→ **Task description**
Output range, inclusive: from the line containing "- LT 0.8.1, built from master (a8a4f2e)" to the line containing "#### In trying to track it down..". Restate those lines from the data below word for word and only those.

→ **Data supplied**
Issue #2254, opened 2016-09-06
Add documentation for whole file evaluation


sbauer322:
Stemming from discussions on https://github.com/LightTable/LightTable/issues/2170 it would be beneficial to add documentation for whole file evaluation, especially when eval'ing LightTable itself, or at least move the information gained from the discussion into a document in the project.

Issue #2170, opened 2016-03-25
Can’t eval editor.cljs in LT UI


martinchooooooo:
#### To reproduce
- Have LT source in your workspace
- open `src/lt/objs/editor.cljs`
- Eval whole file (for me it’s pmeta-shift-enter)
- Get error `#< Error: This document is already in use >`
- Now when trying to use LT, nothing really works. For example try using find in the editor and you’ll get errors in the console.

#### Environment:
- LT 0.8.1, built from master (a8a4f2e)
- OSX 10.11.1
- [user.behaviors and user.keymap](https://gist.github.com/martinchooooooo/9ecfbf03f66a74a2916d)

#### In trying to track it down..
(In the process went down the rabbit-hole trying to figure out how the whole BOT thing works with a bunch of print statements, which I’ve been wanting to do for a while so it was a bit of fun :smile:)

→ **Response area**
- LT 0.8.1, built from master (a8a4f2e)
- OSX 10.11.1
- [user.behaviors and user.keymap](https://gist.github.com/martinchooooooo/9ecfbf03f66a74a2916d)

#### In trying to track it down..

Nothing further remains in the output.